Data under study:
☆ ☆ ☆ ☆

PR #628, opened 2022-07-05
options/ansi: Fix signgam declaration

Dennisbonke:
`libsanitizers` was complaining about `signgam`, and while we did what musl does, this seems to please `libsanitizers`.


Dennisbonke:
> This is more of a hack and not a proper fix. We should investigate why applications weren't able to link against `signgam` in libc rather than doing this. I'm not sure why the `weak_alias` doesn't allow that.

Agree, but I have no clue where to start. Help in this matter would be greatly appreciated.

64 (approved):

PR #632, opened 2022-07-05
options/linux: Add mallopt

Dennisbonke:

### DIFF
--- a/options/linux/generic/malloc.cpp
+++ b/options/linux/generic/malloc.cpp
@@ -10,3 +10,7 @@ void *memalign(size_t, size_t) {
 	__ensure(!"Not implemented");
 	__builtin_unreachable();
 }
+
+int mallopt(int, int) {
+	return 0;
+}
--- a/options/linux/include/malloc.h
+++ b/options/linux/include/malloc.h
@@ -17,6 +17,7 @@ void *memalign(size_t, size_t);
 
 // GNU extension
 size_t malloc_usable_size(void *ptr);
+int mallopt(int param, int value);
 
 #ifdef __cplusplus
 }


64:
What needs this?

options/linux/generic/malloc.cpp
```diff
@@ -10,3 +10,7 @@ void *memalign(size_t, size_t) {
 	__ensure(!"Not implemented");
 	__builtin_unreachable();
 }
+
+int mallopt(int, int) {
+	return 1;
```
ArsenArsen, line 15: Return zero instead. This didn't succeed (it isn't implemented). Funnily enough, errno isn't set by this function, which doesn't even let us mention that it's not implemented via ENOSYS. (Also, wtf? I've never seen this function in actual use)

64:
I agree it doesn't make sense for us to implement this. It should be easy to patch programs which need it.

ArsenArsen:
I don't think it's accurate that this is an implementation detail, though. It's definitely a public API, just one we don't really have a match for.

qookei:
It seems like more than just glibc ever implemented it:
```
CONFORMING TO
       This  function is not specified by POSIX or the C standards.  A similar
       function exists on many System V derivatives, but the range  of  values
       for  param  varies  across systems.  The SVID defined options M_MXFAST,
       M_NLBLKS, M_GRAIN, and M_KEEP, but only the first of  these  is  imple‐
       mented in glibc.
```

Geertiebear:
Maybe just add a warning that this is not implemented.

Geertiebear:
I think we've reached a consensus on discord that we are dropping this change, unless we get a use for it in mlibc. Closing.

PR #634, opened 2022-07-05
options/posix: Overhaul glob.h

Dennisbonke:
The definitions in glob.h (GLOB_APPEND and friends) now match glibc and musl.
Some missing definitions were added.
Struct glob_t was updated to match glibc.


ArsenArsen (changes requested):
This is an abi-break? Also, are these even handled?

Dennisbonke:
> This is an abi-break? Also, are these even handled?

Likely yes, and unsure if they are handled, but `libsanitizers` was complaining, so I added them.

avdgrinten:
Matching glibc or musl should be irrelevant here, these definitions are provided by libc; they are never passed to sysdeps. Why is this change done?

avdgrinten:
That's in `#ifdef SANITIZER_LINUX`. The same file also hardcodes `FILE` etc.

ArsenArsen:
At best, the rest of the glob API should be implemented.

PR #635, opened 2022-07-05
options/posix: Alias some structs to their struct64 counterpart

Dennisbonke:
`libsanitizers` expect `rlimit64`, and we don't provide that one. Alias our `struct rlimit` to `rlimit64` to please `libsanitizers`.

### DIFF
--- a/options/posix/include/sys/resource.h
+++ b/options/posix/include/sys/resource.h
@@ -1,6 +1,7 @@
 #ifndef _SYS_RESOURCE_H
 #define _SYS_RESOURCE_H
 
+#include <limits.h>
 #include <abi-bits/pid_t.h>
 #include <abi-bits/resource.h>
 #include <bits/posix/id_t.h>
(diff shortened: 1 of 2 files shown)


Geertiebear:
Are these implementations correct on all arches?

ArsenArsen:
If we change any places where we assume `sizeof(long) * CHAR_BITS == 64`, yes

Geertiebear:
Okay then for now I'd be much more comfortable merging this with a proper static_assert to ensure that this is actually true. Silently breaking on an arch where this equivalence does not hold is not acceptable.

Geertiebear:
Yeah, that will suffice. That will break when porting to other arches, like x86 for example, where the struct layouts are different.

Dennisbonke:
@Geertiebear fixed your static assert, is it good now?

Dennisbonke:
Closing as we're not going to be porting `libsanitizers` anyway.

PR #636, opened 2022-07-05
abis: Define struct msqid_ds

Dennisbonke:

### DIFF
--- a/abis/linux/msg.h
+++ b/abis/linux/msg.h
@@ -1,0 +1,39 @@
+#ifndef _ABIBITS_MSG_H
+#define _ABIBITS_MSG_H
+
+#include <sys/ipc.h>
+#include <bits/ansi/time_t.h>
+#include <bits/types.h>
+#include <abi-bits/pid_t.h>
+
+#ifdef __cplusplus
+extern "C" {
+#endif
+
+#if defined(__i386__)
+typedef __mlibc_uint64 msglen_t;
+typedef __mlibc_uint64 msgqnum_t;
+#else
+typedef unsigned long msglen_t;
+typedef unsigned long msgqnum_t;
+#endif
+
+struct msqid_ds {
+	struct ipc_perm msg_perm;
+	time_t msg_stime;
+	time_t msg_rtime;
+	time_t msg_ctime;
+	unsigned long msg_cbytes;
+	msgqnum_t msg_qnum;
+	msglen_t msg_qbytes;
+	pid_t msg_lspid;
+	pid_t msg_lrpid;
+	unsigned long __unused[2];
+};
+
+#ifdef __cplusplus
+}
+#endif
+
+#endif /* _ABIBITS_MSG_H */
+
--- a/options/posix/include/sys/msg.h
+++ b/options/posix/include/sys/msg.h
@@ -1,7 +1,7 @@
 #ifndef _SYS_MSG_H
 #define _SYS_MSG_H
 
-#include <sys/ipc.h>
+#include <abi-bits/msg.h>
 
 #ifdef __cplusplus
 extern "C" {
--- a/sysdeps/aero/include/abi-bits/msg.h
+++ b/sysdeps/aero/include/abi-bits/msg.h
@@ -1,0 +1,1 @@
+../../../../abis/linux/msg.h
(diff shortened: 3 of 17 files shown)


options/posix/include/sys/msg.h
```diff
@@ -2,13 +2,32 @@
...
+	time_t msg_stime;
+	time_t msg_rtime;
+	time_t msg_ctime;
+	unsigned long __msg_cbytes;
+	msgqnum_t msg_qnum;
+	msglen_t msg_qbytes;
+	pid_t msg_lspid;
+	pid_t msg_lrpid;
+	unsigned long __glibc_reserved4;
+	unsigned long __glibc_reserved5;
```
ArsenArsen, line 28: Is this in violation of the GPL?

ArsenArsen (changes requested):
Is this correct? Also, isn't this an abi-bit?

options/posix/include/sys/msg.h
Dennisbonke: Can you copyright struct definitions? No clue, but if it's a problem, we can rename them.

Dennisbonke:
> Is this correct? Also, isn't this an abi-bit?

Don't see why it isn't correct, and the distinction between needs to be abi-bit and can go into the main header remains unclear for me at times. If the mlibc abi matches the linux abi (aka here) then why do the extra work?

ArsenArsen:
Because this doesn't seem to match between Linux architectures

options/posix/include/sys/msg.h
Dennisbonke: Well that's gonna be fun if I need struct definitions and musl doesn't have them. Can't use different names either as programs rely on them (and no, they aren't standard per se). I see no problems copying definitions, however, copying function implementations is indeed not done.

Geertiebear: Why are the reserved fields copied over anyways?

options/posix/include/sys/msg.h
```diff
@@ -2,13 +2,32 @@
...
+typedef unsigned long msgqnum_t;
+
 int msgget(key_t, int);
 
+struct msqid_ds {
+	struct ipc_perm msg_perm;
+	time_t msg_stime;
+	time_t msg_rtime;
+	time_t msg_ctime;
+	unsigned long __msg_cbytes;
```
avdgrinten, line 22: This field is called `msg_cbytes` according to the man page.

options/posix/include/sys/msg.h
avdgrinten: Just rename them to `unsigned long __unused[2]` as musl does.

abis/linux/msg.h
```diff
@@ -0,0 +1,33 @@
...
+#include <sys/ipc.h>
+#include <bits/ansi/time_t.h>
+#include <abi-bits/pid_t.h>
+
+#ifdef __cplusplus
+extern "C" {
+#endif
+
+typedef unsigned long msglen_t;
+typedef unsigned long msgqnum_t;
```
ArsenArsen, line 13: should we make these fixed-width? how do they differ across the arches we have?

ArsenArsen (commented):
`typedef __syscall_ulong_t msgqnum_t;` is the glibc definition for this. does __syscall_ulong_t always match unsigned long?

abis/linux/msg.h
ArsenArsen: okay, I looked around the logic here a bit, I think these are always `unsigned long int`, but they depend on `__WORDSIZE`, and I'm not sure how we handle that case

Geertiebear: We can copy the logic that depends on __WORDSIZE in a static assert.

Geertiebear:
This PR currently has merge conflicts.

Dennisbonke:
I've fixed the conflicts, can this get another review?

no92:
Rebased onto current master, dropping vinix and adding lyre.

abis/linux/msg.h
Geertiebear: This comment is still not addressed, maybe @ArsenArsen can link to the logic in question so it's easier to copy over?

no92: Looking through glibc behavior, these are always defined to be `unsigned long int`, except for i386, where they are `uint64_t`.

no92:
Fixed the typedefs for `msglen_t` and `msgqnum_t`.

Geertiebear (approved):
LGTM.

PR #638, opened 2022-07-05
options/posix: Partially implement gai_strerror

Dennisbonke:
This is not really how it's supposed to work, but instead of crashing, we now at least get the error code back.


options/posix/generic/netdb-stubs.cpp
```diff
@@ -50,9 +51,10 @@ void freeaddrinfo(struct addrinfo *ptr) {
 	}
 }
 
-const char *gai_strerror(int) {
-	__ensure(!"Not implemented");
-	__builtin_unreachable();
+const char *gai_strerror(int code) {
+	static char buffer[128];
+	snprintf(buffer, sizeof buffer, "Unknown error (%d)", code);
```
ArsenArsen, line 56: `sizeof(...)`, not `sizeof ...`

ArsenArsen (changes requested):
This buffer should be thread-local

ArsenArsen (approved):

64 (approved):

☆ ☆ ☆ ☆

Task to carry out: Scan the listing above and identify each line holding the string "across"; copy every such line.

Finished exercise:
       for  param  varies  across systems.  The SVID defined options M_MXFAST,
ArsenArsen, line 13: should we make these fixed-width? how do they differ across the arches we have?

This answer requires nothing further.